In cases where the coordinates aren't already loaded, one can import Backboner, which adds support for .pdb and .cif files.

julia> using AssigningSecondaryStructure, Backboner

julia> using Backboner

julia> assign_secondary_structure("test/data/1ASS.pdb") # 1 chain
1-element Vector{Vector{Int64}}:
 [1, 1, 1, 3, 3, 3, 1, 1, 1, 1    3, 3, 3, 3, 3, 3, 3, 1, 1, 1]

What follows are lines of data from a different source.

PR #2330, opened 2026-05-18
SY-4182: Fix Missing Custom Schematic Symbol Handling

emilbon99:
# Issue Pull Request

## Linear Issue

[SY-4182](https://linear.app/synnax/issue/SY-4182)

## Description

Importing or copying a schematic whose custom symbols are not present on the
destination cluster used to break the editor in two distinct ways:

1. Every custom-symbol node fired a `Failed to retrieve schematic symbol`
   toast on every render, producing a wall of status notifications.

julia> assign_secondary_structure("test/data/1ZAK.pdb") # 2 chains
2-element Vector{Vector{Int64}}:
 [1, 1, 1, 1, 3, 3, 3, 3, 3, 3    2, 2, 2, 2, 2, 2, 2, 1, 1, 1]
 [1, 1, 1, 1, 3, 3, 3, 3, 3, 3    2, 2, 2, 2, 2, 2, 2, 1, 1, 1]

Acknowledgements

This package was originally ported from the PyDSSP package, created by Shintaro Minami. The code has since been rewritten to look more like the 1983 paper (Kabsch W and Sander C), and to be more Julian, understandable, and efficient, at the cost of it no longer being differentiable like the PyDSSP version. The time complexity is still quadratic, so it may be slow for larger proteins. We plan on making a more efficient version with k-d trees.